*** Opening of Provided material ***

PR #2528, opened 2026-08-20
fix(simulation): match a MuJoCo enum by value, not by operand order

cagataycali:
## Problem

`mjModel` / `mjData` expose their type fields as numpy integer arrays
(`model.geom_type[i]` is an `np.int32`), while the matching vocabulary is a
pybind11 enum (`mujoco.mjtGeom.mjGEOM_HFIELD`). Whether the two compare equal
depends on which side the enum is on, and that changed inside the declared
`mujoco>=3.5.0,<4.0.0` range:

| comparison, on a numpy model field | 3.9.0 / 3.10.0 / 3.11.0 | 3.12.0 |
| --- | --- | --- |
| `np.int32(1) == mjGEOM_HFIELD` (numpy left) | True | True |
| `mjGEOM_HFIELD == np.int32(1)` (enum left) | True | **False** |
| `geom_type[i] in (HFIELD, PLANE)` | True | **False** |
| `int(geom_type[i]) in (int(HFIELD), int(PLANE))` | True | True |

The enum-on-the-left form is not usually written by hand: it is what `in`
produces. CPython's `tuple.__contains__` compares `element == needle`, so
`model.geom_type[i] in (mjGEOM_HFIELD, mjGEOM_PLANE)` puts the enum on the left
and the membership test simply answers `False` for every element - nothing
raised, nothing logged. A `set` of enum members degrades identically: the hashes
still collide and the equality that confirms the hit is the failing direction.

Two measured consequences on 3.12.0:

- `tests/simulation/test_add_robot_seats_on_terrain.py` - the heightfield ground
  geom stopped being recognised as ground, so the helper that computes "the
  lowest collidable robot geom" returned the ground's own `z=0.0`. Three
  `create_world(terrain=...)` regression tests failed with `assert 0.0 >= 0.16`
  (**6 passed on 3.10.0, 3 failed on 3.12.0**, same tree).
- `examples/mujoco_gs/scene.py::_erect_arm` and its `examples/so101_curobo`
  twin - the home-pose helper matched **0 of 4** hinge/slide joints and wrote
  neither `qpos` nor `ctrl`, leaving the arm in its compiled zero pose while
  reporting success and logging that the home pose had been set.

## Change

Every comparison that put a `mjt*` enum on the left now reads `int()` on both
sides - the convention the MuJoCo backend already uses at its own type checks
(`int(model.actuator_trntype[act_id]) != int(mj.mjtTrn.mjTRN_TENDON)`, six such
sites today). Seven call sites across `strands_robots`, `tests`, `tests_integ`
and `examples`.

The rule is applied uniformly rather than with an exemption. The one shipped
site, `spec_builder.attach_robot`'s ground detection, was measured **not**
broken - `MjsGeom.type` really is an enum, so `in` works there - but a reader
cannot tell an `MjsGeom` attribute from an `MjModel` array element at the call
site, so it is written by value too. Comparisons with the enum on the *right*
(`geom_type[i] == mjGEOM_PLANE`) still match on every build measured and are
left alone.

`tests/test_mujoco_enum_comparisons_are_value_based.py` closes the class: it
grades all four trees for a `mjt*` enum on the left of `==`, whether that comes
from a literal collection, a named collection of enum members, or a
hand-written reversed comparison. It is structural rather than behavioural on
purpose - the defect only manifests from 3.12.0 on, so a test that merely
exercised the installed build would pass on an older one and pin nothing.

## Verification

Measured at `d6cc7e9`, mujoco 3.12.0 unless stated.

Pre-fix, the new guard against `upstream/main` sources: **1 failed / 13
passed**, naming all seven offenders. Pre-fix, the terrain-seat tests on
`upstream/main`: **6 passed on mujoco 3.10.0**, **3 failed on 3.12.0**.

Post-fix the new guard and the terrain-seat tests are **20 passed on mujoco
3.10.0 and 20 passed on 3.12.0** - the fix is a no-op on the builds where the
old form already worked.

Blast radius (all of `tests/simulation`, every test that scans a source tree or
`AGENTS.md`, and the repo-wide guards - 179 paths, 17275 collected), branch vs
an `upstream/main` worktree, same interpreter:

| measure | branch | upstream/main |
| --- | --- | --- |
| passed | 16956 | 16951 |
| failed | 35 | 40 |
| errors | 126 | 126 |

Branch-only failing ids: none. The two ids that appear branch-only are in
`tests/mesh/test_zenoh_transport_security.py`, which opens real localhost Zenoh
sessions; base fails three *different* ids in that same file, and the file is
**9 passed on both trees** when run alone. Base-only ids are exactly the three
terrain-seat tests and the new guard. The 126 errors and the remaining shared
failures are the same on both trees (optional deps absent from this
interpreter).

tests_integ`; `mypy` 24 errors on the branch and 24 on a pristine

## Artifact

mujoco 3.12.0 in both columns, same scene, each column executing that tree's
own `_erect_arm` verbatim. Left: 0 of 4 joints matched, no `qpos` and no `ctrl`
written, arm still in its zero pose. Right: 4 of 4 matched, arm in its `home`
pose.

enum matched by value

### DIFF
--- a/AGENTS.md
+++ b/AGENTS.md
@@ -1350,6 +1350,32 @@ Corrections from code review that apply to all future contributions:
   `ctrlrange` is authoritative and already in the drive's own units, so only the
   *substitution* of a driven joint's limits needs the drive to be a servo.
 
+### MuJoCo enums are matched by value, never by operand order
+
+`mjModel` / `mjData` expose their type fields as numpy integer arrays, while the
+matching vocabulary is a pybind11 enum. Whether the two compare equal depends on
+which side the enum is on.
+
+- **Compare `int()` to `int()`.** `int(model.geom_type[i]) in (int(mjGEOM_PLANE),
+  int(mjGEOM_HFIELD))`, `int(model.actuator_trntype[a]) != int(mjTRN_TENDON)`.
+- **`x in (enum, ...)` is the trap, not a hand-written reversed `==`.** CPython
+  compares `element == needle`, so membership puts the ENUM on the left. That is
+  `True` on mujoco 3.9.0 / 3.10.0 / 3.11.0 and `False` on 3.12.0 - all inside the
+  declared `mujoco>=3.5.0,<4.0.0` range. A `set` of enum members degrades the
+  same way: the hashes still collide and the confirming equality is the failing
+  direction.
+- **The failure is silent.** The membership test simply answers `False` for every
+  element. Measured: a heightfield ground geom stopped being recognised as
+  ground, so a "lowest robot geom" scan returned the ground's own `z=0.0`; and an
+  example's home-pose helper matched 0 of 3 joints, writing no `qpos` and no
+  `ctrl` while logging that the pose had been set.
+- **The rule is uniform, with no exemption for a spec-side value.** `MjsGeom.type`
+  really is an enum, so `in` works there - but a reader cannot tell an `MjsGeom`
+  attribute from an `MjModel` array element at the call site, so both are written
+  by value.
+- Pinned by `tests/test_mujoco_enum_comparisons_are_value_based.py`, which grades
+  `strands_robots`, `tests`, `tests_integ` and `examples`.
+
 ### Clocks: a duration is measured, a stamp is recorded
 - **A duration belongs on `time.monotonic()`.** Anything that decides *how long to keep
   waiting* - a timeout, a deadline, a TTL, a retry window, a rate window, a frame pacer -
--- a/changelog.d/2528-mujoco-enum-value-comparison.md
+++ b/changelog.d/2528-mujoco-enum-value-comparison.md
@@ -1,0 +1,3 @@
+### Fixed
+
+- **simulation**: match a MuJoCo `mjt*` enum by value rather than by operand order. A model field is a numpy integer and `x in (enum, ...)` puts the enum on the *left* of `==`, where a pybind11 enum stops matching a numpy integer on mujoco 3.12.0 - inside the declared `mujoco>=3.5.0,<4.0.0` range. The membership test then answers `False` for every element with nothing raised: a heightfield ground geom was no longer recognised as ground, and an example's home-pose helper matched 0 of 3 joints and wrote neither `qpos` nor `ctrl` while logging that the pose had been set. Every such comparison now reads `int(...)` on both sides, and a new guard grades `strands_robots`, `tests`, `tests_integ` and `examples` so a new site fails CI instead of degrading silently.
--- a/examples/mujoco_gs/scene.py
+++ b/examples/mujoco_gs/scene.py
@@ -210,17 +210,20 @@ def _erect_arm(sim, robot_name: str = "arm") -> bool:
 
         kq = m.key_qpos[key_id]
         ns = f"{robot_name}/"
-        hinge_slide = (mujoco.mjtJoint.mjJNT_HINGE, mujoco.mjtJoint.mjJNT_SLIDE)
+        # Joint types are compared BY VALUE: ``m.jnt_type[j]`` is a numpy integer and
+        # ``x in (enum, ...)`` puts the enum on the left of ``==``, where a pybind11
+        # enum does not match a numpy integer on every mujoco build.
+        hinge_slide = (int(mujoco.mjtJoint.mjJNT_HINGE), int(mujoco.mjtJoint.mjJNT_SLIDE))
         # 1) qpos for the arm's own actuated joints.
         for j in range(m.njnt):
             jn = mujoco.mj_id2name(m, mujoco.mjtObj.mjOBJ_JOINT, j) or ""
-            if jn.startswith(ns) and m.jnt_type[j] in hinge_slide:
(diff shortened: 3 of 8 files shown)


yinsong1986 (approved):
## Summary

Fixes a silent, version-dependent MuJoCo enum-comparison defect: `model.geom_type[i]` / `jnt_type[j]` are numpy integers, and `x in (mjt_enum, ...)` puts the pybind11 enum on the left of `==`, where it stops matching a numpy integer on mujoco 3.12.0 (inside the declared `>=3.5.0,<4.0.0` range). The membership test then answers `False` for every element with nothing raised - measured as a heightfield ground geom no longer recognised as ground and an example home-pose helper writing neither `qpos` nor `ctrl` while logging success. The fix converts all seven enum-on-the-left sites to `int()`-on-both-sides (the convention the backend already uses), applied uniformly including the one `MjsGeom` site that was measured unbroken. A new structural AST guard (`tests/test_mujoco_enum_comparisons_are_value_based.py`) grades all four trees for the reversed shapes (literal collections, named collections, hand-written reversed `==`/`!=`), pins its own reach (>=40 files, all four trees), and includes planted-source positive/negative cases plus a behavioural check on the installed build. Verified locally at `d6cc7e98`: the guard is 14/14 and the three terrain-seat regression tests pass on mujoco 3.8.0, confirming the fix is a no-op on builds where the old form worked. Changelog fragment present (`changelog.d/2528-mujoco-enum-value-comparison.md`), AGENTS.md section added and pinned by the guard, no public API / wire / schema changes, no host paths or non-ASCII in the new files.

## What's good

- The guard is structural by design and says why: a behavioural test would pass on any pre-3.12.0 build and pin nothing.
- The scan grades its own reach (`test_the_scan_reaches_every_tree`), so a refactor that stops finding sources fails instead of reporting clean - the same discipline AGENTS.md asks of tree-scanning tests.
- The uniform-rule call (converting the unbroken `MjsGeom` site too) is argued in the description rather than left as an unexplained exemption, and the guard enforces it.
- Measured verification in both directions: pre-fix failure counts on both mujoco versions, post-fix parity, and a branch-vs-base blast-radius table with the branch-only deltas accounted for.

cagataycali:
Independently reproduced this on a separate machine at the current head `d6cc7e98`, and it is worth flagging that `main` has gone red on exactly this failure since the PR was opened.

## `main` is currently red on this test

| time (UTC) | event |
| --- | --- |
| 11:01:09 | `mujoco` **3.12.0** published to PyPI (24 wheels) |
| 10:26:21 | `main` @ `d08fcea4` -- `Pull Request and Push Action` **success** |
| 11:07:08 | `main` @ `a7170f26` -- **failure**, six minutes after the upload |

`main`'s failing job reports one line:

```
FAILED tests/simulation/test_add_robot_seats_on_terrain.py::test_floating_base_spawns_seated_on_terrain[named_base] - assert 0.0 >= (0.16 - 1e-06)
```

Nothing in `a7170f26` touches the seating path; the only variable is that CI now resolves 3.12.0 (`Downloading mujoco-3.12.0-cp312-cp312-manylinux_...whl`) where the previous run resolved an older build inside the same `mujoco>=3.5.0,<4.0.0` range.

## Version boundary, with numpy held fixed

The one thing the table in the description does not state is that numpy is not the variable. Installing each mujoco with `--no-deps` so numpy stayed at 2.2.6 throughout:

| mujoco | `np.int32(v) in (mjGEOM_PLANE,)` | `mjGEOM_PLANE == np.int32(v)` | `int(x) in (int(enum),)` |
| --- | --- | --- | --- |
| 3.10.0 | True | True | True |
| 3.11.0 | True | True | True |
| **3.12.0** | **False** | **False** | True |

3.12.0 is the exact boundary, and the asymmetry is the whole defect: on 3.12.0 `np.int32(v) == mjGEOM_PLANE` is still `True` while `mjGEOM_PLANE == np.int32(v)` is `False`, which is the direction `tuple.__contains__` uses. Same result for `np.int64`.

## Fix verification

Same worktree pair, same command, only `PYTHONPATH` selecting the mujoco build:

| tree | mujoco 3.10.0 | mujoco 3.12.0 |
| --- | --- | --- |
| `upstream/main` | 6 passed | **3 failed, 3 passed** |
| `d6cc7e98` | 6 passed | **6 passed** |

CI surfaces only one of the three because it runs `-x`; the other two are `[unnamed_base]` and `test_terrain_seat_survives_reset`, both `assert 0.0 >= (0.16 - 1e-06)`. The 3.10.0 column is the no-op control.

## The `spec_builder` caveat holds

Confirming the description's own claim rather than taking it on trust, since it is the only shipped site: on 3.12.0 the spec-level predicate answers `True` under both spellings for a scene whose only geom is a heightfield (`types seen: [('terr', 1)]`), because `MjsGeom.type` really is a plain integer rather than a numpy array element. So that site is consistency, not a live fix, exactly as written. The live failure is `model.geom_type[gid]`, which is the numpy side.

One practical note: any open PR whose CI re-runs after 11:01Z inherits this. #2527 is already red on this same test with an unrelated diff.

*** Close of Provided material ***
*** Opening of Provided material ***

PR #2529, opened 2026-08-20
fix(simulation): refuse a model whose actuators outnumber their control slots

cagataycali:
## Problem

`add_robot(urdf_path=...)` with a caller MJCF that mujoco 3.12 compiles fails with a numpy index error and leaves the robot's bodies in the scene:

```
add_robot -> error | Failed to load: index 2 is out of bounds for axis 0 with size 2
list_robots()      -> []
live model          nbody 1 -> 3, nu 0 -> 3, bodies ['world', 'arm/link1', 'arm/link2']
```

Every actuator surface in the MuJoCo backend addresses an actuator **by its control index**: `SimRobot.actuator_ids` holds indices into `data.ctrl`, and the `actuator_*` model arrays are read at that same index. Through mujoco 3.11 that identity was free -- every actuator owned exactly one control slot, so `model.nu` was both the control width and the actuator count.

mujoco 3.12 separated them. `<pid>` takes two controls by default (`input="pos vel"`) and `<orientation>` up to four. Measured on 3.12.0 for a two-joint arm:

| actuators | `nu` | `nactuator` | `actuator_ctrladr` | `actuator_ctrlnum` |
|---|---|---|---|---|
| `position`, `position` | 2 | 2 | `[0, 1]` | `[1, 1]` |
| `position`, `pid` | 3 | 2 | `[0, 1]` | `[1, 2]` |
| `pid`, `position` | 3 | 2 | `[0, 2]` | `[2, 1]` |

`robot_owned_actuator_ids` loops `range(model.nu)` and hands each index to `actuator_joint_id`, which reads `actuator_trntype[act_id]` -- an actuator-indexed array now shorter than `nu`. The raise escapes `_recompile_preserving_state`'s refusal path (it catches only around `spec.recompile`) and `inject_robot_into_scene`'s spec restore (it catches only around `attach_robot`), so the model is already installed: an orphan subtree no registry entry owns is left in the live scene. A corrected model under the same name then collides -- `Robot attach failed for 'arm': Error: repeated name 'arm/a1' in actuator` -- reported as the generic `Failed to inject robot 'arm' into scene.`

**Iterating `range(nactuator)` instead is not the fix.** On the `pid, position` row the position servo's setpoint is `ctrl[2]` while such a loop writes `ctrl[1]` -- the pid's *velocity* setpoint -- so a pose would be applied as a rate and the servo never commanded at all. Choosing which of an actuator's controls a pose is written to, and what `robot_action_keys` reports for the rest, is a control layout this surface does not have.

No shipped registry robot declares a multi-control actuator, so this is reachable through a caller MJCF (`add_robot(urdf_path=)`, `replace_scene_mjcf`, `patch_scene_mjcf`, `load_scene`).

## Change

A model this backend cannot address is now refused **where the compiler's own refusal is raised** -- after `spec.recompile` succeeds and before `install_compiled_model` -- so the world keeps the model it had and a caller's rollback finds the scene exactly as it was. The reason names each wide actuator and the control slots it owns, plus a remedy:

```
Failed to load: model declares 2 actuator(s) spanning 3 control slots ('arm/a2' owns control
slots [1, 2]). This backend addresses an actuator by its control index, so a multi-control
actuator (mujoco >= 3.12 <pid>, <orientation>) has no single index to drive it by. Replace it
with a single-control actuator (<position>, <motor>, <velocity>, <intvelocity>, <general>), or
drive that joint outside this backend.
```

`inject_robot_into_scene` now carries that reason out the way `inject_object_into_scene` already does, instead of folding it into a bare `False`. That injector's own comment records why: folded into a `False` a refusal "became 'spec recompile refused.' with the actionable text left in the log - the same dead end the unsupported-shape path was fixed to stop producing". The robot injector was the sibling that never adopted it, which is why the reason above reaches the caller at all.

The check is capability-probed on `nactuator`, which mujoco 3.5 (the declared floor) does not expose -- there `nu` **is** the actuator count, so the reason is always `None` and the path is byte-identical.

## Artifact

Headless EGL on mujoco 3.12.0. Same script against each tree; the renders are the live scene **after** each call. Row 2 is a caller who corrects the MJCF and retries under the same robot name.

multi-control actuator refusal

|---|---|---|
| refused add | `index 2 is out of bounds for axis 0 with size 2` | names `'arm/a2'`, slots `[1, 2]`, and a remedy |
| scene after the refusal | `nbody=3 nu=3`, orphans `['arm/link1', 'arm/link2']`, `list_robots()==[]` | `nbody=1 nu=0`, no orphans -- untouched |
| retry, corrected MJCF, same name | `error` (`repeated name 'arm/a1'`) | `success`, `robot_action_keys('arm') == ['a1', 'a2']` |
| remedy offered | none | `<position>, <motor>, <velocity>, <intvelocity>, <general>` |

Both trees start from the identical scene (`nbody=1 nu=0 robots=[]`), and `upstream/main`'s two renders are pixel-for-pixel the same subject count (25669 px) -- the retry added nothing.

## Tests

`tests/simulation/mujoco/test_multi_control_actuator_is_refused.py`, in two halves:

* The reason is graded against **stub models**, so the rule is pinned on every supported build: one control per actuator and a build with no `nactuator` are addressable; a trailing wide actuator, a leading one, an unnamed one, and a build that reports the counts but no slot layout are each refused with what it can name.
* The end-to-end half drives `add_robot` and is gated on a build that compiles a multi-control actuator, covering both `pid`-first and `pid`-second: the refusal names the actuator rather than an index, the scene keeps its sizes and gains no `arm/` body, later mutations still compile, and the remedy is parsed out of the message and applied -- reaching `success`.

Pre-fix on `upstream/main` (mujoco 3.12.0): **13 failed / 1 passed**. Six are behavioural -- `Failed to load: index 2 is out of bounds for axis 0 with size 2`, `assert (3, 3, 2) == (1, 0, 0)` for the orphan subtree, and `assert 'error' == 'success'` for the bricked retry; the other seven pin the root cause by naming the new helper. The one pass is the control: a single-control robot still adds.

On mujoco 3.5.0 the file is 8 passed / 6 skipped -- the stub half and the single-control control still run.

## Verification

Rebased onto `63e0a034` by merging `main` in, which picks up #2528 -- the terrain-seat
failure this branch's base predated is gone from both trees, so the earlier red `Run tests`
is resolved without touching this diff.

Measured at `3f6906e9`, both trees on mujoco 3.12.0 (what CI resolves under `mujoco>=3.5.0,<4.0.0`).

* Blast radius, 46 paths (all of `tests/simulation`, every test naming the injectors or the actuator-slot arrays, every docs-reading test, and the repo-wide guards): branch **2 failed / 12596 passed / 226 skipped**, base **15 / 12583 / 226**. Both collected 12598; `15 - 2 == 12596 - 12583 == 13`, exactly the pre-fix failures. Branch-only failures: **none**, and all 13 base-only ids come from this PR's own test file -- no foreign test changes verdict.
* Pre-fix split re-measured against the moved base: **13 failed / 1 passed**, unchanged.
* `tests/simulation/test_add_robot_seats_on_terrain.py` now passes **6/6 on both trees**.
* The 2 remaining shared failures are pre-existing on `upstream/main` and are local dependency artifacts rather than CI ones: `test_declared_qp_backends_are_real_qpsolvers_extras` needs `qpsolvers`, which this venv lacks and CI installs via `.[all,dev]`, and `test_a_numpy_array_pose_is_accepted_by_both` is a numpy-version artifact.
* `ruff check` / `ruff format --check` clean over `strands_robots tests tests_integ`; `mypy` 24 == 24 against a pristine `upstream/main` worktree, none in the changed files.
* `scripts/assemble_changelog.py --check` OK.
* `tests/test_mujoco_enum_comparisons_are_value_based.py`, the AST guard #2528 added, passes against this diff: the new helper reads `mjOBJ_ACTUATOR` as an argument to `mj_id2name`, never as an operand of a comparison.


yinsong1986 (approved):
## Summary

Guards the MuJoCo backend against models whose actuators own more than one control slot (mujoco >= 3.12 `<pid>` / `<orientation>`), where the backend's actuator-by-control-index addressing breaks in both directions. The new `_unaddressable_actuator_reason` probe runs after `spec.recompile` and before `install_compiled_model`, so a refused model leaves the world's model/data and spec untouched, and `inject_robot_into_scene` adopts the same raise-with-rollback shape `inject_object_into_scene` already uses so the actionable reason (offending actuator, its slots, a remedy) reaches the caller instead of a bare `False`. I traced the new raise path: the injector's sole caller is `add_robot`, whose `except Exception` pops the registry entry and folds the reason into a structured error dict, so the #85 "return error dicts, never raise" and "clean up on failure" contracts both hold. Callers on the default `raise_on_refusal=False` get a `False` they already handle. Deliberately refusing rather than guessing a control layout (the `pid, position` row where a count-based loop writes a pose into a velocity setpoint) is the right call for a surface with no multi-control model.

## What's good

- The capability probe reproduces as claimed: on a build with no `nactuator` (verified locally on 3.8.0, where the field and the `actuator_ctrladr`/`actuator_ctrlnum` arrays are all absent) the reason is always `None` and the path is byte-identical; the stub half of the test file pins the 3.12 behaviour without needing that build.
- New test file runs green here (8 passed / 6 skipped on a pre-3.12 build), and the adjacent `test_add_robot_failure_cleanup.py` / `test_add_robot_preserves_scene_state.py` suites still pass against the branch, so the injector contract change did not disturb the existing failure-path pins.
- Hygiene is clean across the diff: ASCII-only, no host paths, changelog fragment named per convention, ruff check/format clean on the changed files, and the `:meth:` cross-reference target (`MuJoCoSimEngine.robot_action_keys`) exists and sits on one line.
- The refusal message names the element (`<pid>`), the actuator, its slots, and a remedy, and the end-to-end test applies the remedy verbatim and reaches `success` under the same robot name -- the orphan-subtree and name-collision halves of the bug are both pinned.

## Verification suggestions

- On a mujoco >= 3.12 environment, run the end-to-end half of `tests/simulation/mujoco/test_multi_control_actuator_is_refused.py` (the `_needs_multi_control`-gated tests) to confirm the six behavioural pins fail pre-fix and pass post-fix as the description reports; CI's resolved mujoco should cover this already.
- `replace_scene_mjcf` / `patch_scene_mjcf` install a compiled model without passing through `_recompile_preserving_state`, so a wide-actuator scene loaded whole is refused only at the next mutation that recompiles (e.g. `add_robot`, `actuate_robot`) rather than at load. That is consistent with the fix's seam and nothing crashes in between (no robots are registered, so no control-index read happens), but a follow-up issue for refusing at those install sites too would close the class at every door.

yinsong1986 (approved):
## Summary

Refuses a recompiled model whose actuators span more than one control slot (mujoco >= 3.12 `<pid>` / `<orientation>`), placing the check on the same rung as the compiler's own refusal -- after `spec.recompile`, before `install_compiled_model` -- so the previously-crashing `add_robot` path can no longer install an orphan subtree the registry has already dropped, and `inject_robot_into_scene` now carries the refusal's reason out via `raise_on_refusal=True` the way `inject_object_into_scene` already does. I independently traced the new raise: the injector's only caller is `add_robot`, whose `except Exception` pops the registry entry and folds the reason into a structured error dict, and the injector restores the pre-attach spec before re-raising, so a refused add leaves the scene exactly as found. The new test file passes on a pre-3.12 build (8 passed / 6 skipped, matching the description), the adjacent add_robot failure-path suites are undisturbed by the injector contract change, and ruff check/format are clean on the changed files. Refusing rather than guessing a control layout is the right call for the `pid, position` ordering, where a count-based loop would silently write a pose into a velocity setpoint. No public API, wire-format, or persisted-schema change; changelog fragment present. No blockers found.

*** Close of Provided material ***

_The problem_:
The answer must consist of each line in the entries above that includes "intvelocity".

_Your solution_:
with a single-control actuator (<position>, <motor>, <velocity>, <intvelocity>, <general>), or
| remedy offered | none | `<position>, <motor>, <velocity>, <intvelocity>, <general>` |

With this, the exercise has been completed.